The anti-life brigade

anti-lifers

I went to a rally last night in support of women’s health, reproductive and otherwise.

Let’s just remember first of all, that abortion is legal, and it needs to remain so.

When I was advised to have an abortion, I chose not to, with the operative word here being chose. But then his heart was stopped by a system that refused to give him the medical care he needed. When we fix that, we can start to talk about abortion.

After promising he wouldn’t sign any new restrictions on women’s right to choose, Gov. McCrory signed new restrictions into law, and now more restrictions are about to hit his desk. We’ll see if he breaks his promise again.

Of course, as soon as the anti-abortion folks heard about the demonstration, they showed up with their signs and intimidation tactics (they stood nearby, taking photos of us, I guess for their web sites). We responded by taking photos of them.

I decided to engage. I asked whether they supported the right of every human being to have access to health care. At first they didn’t want to talk because a television reporter was interviewing one of them.

I repeated my question.

“Well, that’s a matter of opinion,” one of them said.

“So’s your cause,” I said. “What’s your opinion?”

“But it’s aboutĀ babies’ lives,” another man said.

“My son was a baby once,” I said. “He died at 33 because he couldn’t get care.

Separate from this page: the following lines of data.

PR #2452, opened 2020-11-03
[test_arpall] collect interface MAC address for debug

wangxin:
### Description of PR

Summary:
Fixes # (issue)
Add debug code in test_arpall.py to collect interface MAC address during configuration change in setup phase.

### Type of change

- [x] Bug fix

Script test_arpall.py may fail intermittently on some platforms. PTF log
shows that the interface under test may have different MAC address
after configuration change during setup phase. This change inserted
code for collecting interface MAC address for debug during setup phase.

#### How did you do it?
Insert code to collect interface MAC address during configuration change in setup phase.

Test run the test_arall.py script.

### DIFF
--- a/tests/arp/test_arpall.py
+++ b/tests/arp/test_arpall.py
@@ -15,11 +15,12 @@ logger = logging.getLogger(__name__)
 
 
 def collect_info(duthost):
-    logger.info('************* Collect information for debug *************')
-    duthost.shell('ip link')
-    duthost.shell('ip addr')
-    duthost.shell('grep . /sys/class/net/Ethernet*/address', module_ignore_errors=True)
-    duthost.shell('grep . /sys/class/net/PortChannel*/address', module_ignore_errors=True)
+    if duthost.facts['asic_type'] == "mellanox":
+        logger.info('************* Collect information for debug *************')
+        duthost.shell('ip link')
+        duthost.shell('ip addr')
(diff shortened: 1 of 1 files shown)


wangxin:
retest this please

tests/arp/test_arpall.py
```diff
@@ -11,6 +11,17 @@
     pytest.mark.topology('t1')
 ]
 
+logger = logging.getLogger(__name__)
+
+
+def collect_info(duthost):
```
neethajohn, line 17: Do you want to dump this info into a file? This is called at multiple places and will make the log file too long and difficult to comprehend.

yxieca: My understanding is that this is a debug change to catch the mac change issue. 

Xin, are we going to revert this change once the issue is confirmed?

yxieca: Maybe make it optional and enable it by test option so that we can enable it only for Mellanox platform?

wangxin: This is a temporary change. It will be reverted once the issue is reproduced. 
This change will add extra logs to the debug level log file. IMO, it is an acceptable overhead. Anyway, I'll update it to run just for Mellanox platform.

neethajohn (approved):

He did nothing wrong. What about his life? What about the lives of the five to seven people who die in North Carolina every day because we won’t expand Medicaid?”

“It’s about the babies,” the man said.

Mothers’ lives don’t matter. The already-born can drop dead for all they care.

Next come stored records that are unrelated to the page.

PR #2458, opened 2020-11-04
Reusable fixture for selective enable and disable of service autorestart

vaibhavhd:
### Description of PR

Summary: Add a callable feature for autorestart enable/disable
Fixes # (issue)

### Type of change

- [ ] Bug fix

When a service is stopped as part of a standalone test, the service restarts due to feature autorestart is enabled. This error is not seen as part of nightly jobs as test_pretest and test_posttest make sure that the service does not restart as part of the testcase after stopping it.

#### How did you do it?
Again moved the feature autorestart enable disable code to confttest. However, this time the logic is callable and every test can use this to enable and disable feature autorestart.

Tested test_qos_sai testcase and the disabled service autorestart before stopping them.


tests/copp/test_copp.py
```diff
@@ -191,12 +191,17 @@ def _gather_test_params(tbinfo, duthost, request):
                                topo=topo,
                                bgp_graph=bgp_graph)
 
-def _setup_testbed(dut, creds, ptf, test_params):
+@pytest.mark.usefixtures('disable_container_autorestart')
+def _setup_testbed(dut, creds, ptf, test_params, \
```
bingwang-ms, line 195: If all autorestart of containers are disabled in pretest, will this fixture be able to enable it for lldp?

vaibhavhd: Yes, it will enable the autorestart of the `feature_list` as part of `_teardown_testbed`.
But I think you are pointing out that we should not do this as the pretest disabled the autorestart permanently throughout the tests run.

In that case, I can add a check to verify if the autorestart was already disabled, and do not take any action to disable/enable this inside the test.
If the autorestart was enabled before the test, I let the test disable and enable it back. What do you think?

yxieca:
Please address the LGTM issues

tests/copp/test_copp.py
yxieca: I think it should be ok, it restores from a saved list.

tests/copp/test_copp.py
```diff
@@ -191,12 +191,17 @@ def _gather_test_params(tbinfo, duthost, request):
...
+        disable_container_autorestart):
     """
         Sets up the testbed to run the COPP tests.
     """
 
     logging.info("Disable LLDP for COPP tests")
+    feature_list = ['lldp']
+    disable_container_autorestart(testcase="test_copp", feature_list=feature_list)
```
yxieca, line 203: What is the reason to disable only lldp auto-restart instead of all?

vaibhavhd: This is due to the lines below where we execute `docker stop` only for `lldp`. So that after stopping `lldp`, it doesn't restart.

tests/copp/test_copp.py
bingwang-ms: I see. Thanks.

bingwang-ms: Disable the autostart fixture for an already disabled container should cause no change. https://github.com/Azure/sonic-buildimage/pull/5689 addressed that issue.

vaibhavhd:
Retest vsimage please

tests/conftest.py
```diff
@@ -499,6 +499,62 @@ def tag_test_report(request, pytestconfig, tbinfo, duthost, record_testsuite_pro
...
+        cmd_enable = "config feature autorestart {} enabled"
+        cmds_enable = []
+        for name, state in container_autorestart_states.items():
+            if state == "disabled"  and (all_features or name in feature_list) \
+                    and stored_autorestart_states.has_key(name) \
+                    and stored_autorestart_states[name] == "enabled":
+                cmds_enable.append(cmd_enable.format(name))
+        # Write into config_db
+        cmds_enable.append("config save -y")
+        duthost.shell_cmds(cmds=cmds_enable)
```
wangxin, line 552: Shall the cmds be executed before `config save -y`?

tests/conftest.py
```diff
@@ -499,6 +499,62 @@ def tag_test_report(request, pytestconfig, tbinfo, duthost, record_testsuite_pro
...
+        # Disable autorestart for all containers
+        logging.info("Disable container autorestart")
+        cmd_disable = "config feature autorestart {} disabled"
+        cmds_disable = []
+        for name, state in container_autorestart_states.items():
+            if state == "enabled" and (all_features or name in feature_list):
+                cmds_disable.append(cmd_disable.format(name))
+        # Write into config_db
+        cmds_disable.append("config save -y")
+        duthost.shell_cmds(cmds=cmds_disable)
```
wangxin, line 526: Shall the cmds be executed before `config save -y`?

tests/test_pretest.py
```diff
@@ -30,28 +30,11 @@ def test_cleanup_testbed(duthosts, dut_hostname, request, ptfhost):
     if ptfhost:
         ptfhost.shell("if [[ -f /etc/rsyslog.conf ]]; then mv /etc/rsyslog.conf /etc/rsyslog.conf.orig; uniq /etc/rsyslog.conf.orig > /etc/rsyslog.conf; fi", executable="/bin/bash")
 
-def test_disable_container_autorestart(duthosts, dut_hostname):
+
+@pytest.mark.usefixtures('disable_container_autorestart')
```
wangxin, line 34: Is it necessary to add this decorator?

tests/test_posttest.py
```diff
@@ -35,32 +32,16 @@ def test_collect_techsupport(duthosts, dut_hostname):
 
     assert True
 
-def test_restore_container_autorestart(duthosts, dut_hostname):
+
+@pytest.mark.usefixtures('enable_container_autorestart')
```
wangxin, line 36: Is it necessary to add this decorator?

tests/test_pretest.py
vaibhavhd: It wasn't needed. Removed now, thanks!

tests/test_posttest.py
vaibhavhd: It wasn't needed. Removed now, thanks!

tests/conftest.py
vaibhavhd: `config save -y` will be the last command executed as it is appended to the list of commands - `cmds_enable`.
Does that answer the question?

wangxin: Ah, right, thanks!

wangxin (approved):

PR #2459, opened 2020-11-04
Reducing injected interface template length to void hitting max length

vaibhavhd:
### Description of PR

Summary: Fix for `add-topo` failure seen when deploying testbeds with long injected interface names.
Fixes # (issue)

### Type of change

- [ ] Bug fix

Interface Name Size (`IFNAMSIZ`) is set to 16 characters  https://elixir.bootlin.com/linux/v5.6/source/include/uapi/linux/if.h#L33

The interface name that `add-topo` script adds is indeed 16 chars (for eg. - inje-vmsvc1-1-58) , but 16 character limit set by Linux also includes a trailing NULL. So we should really limit the size to 15 USER VISIBLE length.

```
    "msg": "ret_code=255, error message=Error: argument \"inje-vmsvc1-1-58\" is wrong: \"dev\" not a valid ifname\n. cmd=ip link add inje-vmsvc1-1-58 type veth peer name d778a6eth58_t"
}

PLAY RECAP *********************************************************************
SVCSTR-SERV-1              : ok=114  changed=4    unreachable=0    failed=1    skipped=96   rescued=0    ignored=0
```

#### How did you do it?
Reduced the injected interface template size by 1 char.

Reproduced the error in the server.
```
server-1:~$ sudo ip link add inje-vmsvc1-1-58 type veth peer name d778a6eth58_t
Error: argument "inje-vmsvc1-1-58" is wrong: "dev" not a valid ifname
server-1:~$ 
```

Tried to reduce the size and the error is not seen anymore.
```
server-1:~$ sudo ip link add inje-vmsvc1-58 type veth peer name d778a6eth58_t
server-1:~$ 
```
Modified the template to one size small, and the add-topo script successfully passed.


ansible/roles/vm_set/library/vm_topology.py
```diff
@@ -103,7 +103,7 @@
 OVS_FP_BRIDGE_TEMPLATE = 'br-%s-%d'
 OVS_FP_TAP_TEMPLATE = '%s-t%d'
 OVS_BP_TAP_TEMPLATE = '%s-back'
-INJECTED_INTERFACES_TEMPLATE = 'inje-%s-%d'
+INJECTED_INTERFACES_TEMPLATE = 'inj-%s-%d'
```
neethajohn, line 106: Why do you need this change? Wouldn't you again hit the limit if you use a larger size name for your testbed?

vaibhavhd: Before we attempt to create the interface, we have a check for `VM_SET_NAME_MAX_LEN`:
```
if len(vm_set_name) > VM_SET_NAME_MAX_LEN:
                raise Exception("vm_set_name can't be longer than %d characters: %s (%d)" % (VM_SET_NAME_MAX_LEN, vm_set_name, len(vm_set_name)))
```
So if the defined name is greater than 8 characters, the existing logic would handle it and throw an exception.

I had earlier planned to change the limit `VM_SET_NAME_MAX_LEN` to 7 instead of 8. But that would take away one character from the user defined name. So instead I think taking away one char from hard-coded template will be better?

vaibhavhd:
Retest vsimage please

yxieca (approved):

neethajohn (approved):

vaibhavhd:
Retest vsimage please

vaibhavhd:
Retest vsimage please

vaibhavhd:
Retest vsimage please

vaibhavhd:
Retest vsimage please

wangxin:
Retest vsimage please

wangxin:
retest vsimage please

wangxin:
retest vsimage please

wangxin:
PRs #3359 and #3368 should have addressed this issue.

PR #2463, opened 2020-11-05
[LogAnalyzer] Ignore error reported by route_check.py and mgmt-framework

bingwang-ms:
### Description of PR

Summary:
1. Add a workaround for https://github.com/Azure/sonic-buildimage/issues/5804.
The route_check.py script will write an ERROR log in syslog when some error is detected, which will cause LogAnalyzer report test errors.
Actually, the error should be reported by monit according to the monit configuration file. This commit add a pattern to loganalyzer_common_ignore to ignore error message reported by route_check.
2. Fix false alarm brought by mgmt-framework
The mgmt-framework#supervisord will write some log at INFO level, which should cause no problem. However, the msg contains "ERROR" word, and LogAnalyzer will treat it as an errer and produce an false alarm. This commit address the issue.

### Type of change

- [x] Bug fix

This PR is to ignore error msg reported by rouce_check.py directly.

#### How did you do it?
Add a pattern to loganalyzer_common_ignore.

Verified on Arista-7260cx3
1. Add a static route whose nexthop is not reachable
```
ip route add 1.1.1.1 via 192.168.1.101
```
2. Run a test case, and run route_check.py manually to produce some error in syslog
3. The test case passed without error.

No.

No.
### Documentation 

N/A


lolyu (approved):
LGTM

“Then stop calling yourself pro-life,” I said. “Life continues after birth, and if you don’t support it, you’re not pro-life.”

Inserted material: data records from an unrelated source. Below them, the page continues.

PR #5834, opened 2022-06-17
[test-gap] Test IPinIP decap after VXLAN setup and teardown

vaibhavhd:
### Description of PR

Summary: Fix test-gap to address a recently discovered issue where ipinip decap functionality failed after CPA teardown (teardown of vxlan tunnel + mirror acls).

Fixes https://github.com/Azure/sonic-mgmt/issues/5613

### Type of change

- [ ] Bug fix

### Back port request
- [ ] 201911
- [ ] 202012

A recent warmboot issue highlighted that decap functionality will fail after CPA (control plane assistant) session was teardown.

Although CPA is relevant during warmboot, but this issue does not necessarily require warmboot.

Just setting up and teardown CPA session will trigger this.

I this PR, a new param `vxlan` to test_decap is added. Now all the cases in decap will run with or without a prestep  of vxlan set-and-unset.

#### How did you do it?

Before running decap test, if vxlan set_unset knob is enabled, create a CPA session and then tear it down.
Also, do not apply the config from template. This will ensure new tables are not created, and hence the test will run with default config loaded on the device.

Tested on physical devices - test failed on 3800, passed on 2700 platforms.

### DIFF
--- a/tests/common/plugins/conditional_mark/tests_mark_conditions.yaml
+++ b/tests/common/plugins/conditional_mark/tests_mark_conditions.yaml
@@ -39,23 +39,37 @@ copp/test_copp.py::TestCOPP::test_trap_config_save_after_reboot:
 #######################################
 #####            decap            #####
 #######################################
-decap/test_decap.py::test_decap[ttl=pipe, dscp=pipe]:
+decap/test_decap.py::test_decap[ttl=pipe, dscp=pipe, vxlan=disable]:
   skip:
     reason: "Not supported on broadcom after 201911 release, mellanox all releases and cisco-8000 all releases"
     conditions:
       - "(asic_type in ['broadcom'] and release not in ['201811', '201911']) or (asic_type in ['mellanox']) or (asic_type in ['cisco-8000'])"
-
-decap/test_decap.py::test_decap[ttl=pipe, dscp=uniform]:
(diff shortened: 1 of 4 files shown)


vaibhavhd:
> Should we consider doing a warmboot as well?

The reason not to do warmboot is to save time. There are multiple combinations of decap config for ttl/dscp. To verify each configuration with warmboot included will lead to test_decap running for an hour. CPA setup and teardown is able to replicate the same scenario here and saves time.

To validate decap and other scenarios after warmboot, the test sequence in nightly needs to be adjusted. This is a different work stream though which requires adapting existing testcases accordingly too.

prsunny (approved):

wangxin:
@vaibhavhd There is conflict if cherry-pick this PR to 202012 branch. It looks like 202012 branch does not have this PR: https://github.com/Azure/sonic-mgmt/pull/5456

Do we really need this change in 202012? If so, we may also need to cherry-pick #5456 which made significant change to test_decap.

vaibhavhd:
> @vaibhavhd There is conflict if cherry-pick this PR to 202012 branch. It looks like 202012 branch does not have this PR: #5456
> 
> Do we really need this change in 202012? If so, we may also need to cherry-pick #5456 which made significant change to test_decap.

We definitely need this change in 202012. I will have to look into the cherry-pick conflicts to check if we could do this without picking 5456.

This isn’t just about babies. It’s about the lives of mothers and about the lives of grinding poverty many of these babies face after they’re born because their parents can’t find decent jobs.

These anti-lifers want nothing more than to force women to pump out babies. Many of them are also against contraception and support allowing a boss to fire an employee for using it. Some of them want to force women to carry non-viable fetuses to term; some also want to criminalize miscarriage.They say rape is wrong, but many support a rapist’s parental rights after they have forced a woman to have his child, keeping him — and the trauma of the crime he committed — in her life forever.

These are not reasonable people, but their out-of-the-mainstream views are becoming law in states across the country.

Many media people are trying to make them sound reasonable. In fact, last night the media paid more attention to them than to the demonstration.

When women’s clinics close, they’re labeled “abortion clinics,” even when abortion is only about 10 percent of what they do. I write a letter to the editor every time I see that, but the letters are’t always published, and I’m sure they’re not read in numbers as great as the original story.

Planned Parenthood was my health care provider for several years when I didn’t have health insurance. I don’t know what I would have done without that clinic. I had to walk through some screaming meanies to get to my checkups and cancer screenings because the media perpetuate the myth that everyone walking into a women’s health clinic is there forĀ an abortion. Planned Parenthood helped me avoid an unwanted pregnancy.

I know some who oppose abortion also support helping poor families cope, feeding children, paying their parents a living wage, are anti-war and against the death penalty. Those people are in the minority of a movement that wants to subjugate women more than it wants to protect babies.

Unless you are willing to support life after it emerges from the birth canal, you are not pro-life and I will call you out.

It’s part of my mission to educate people.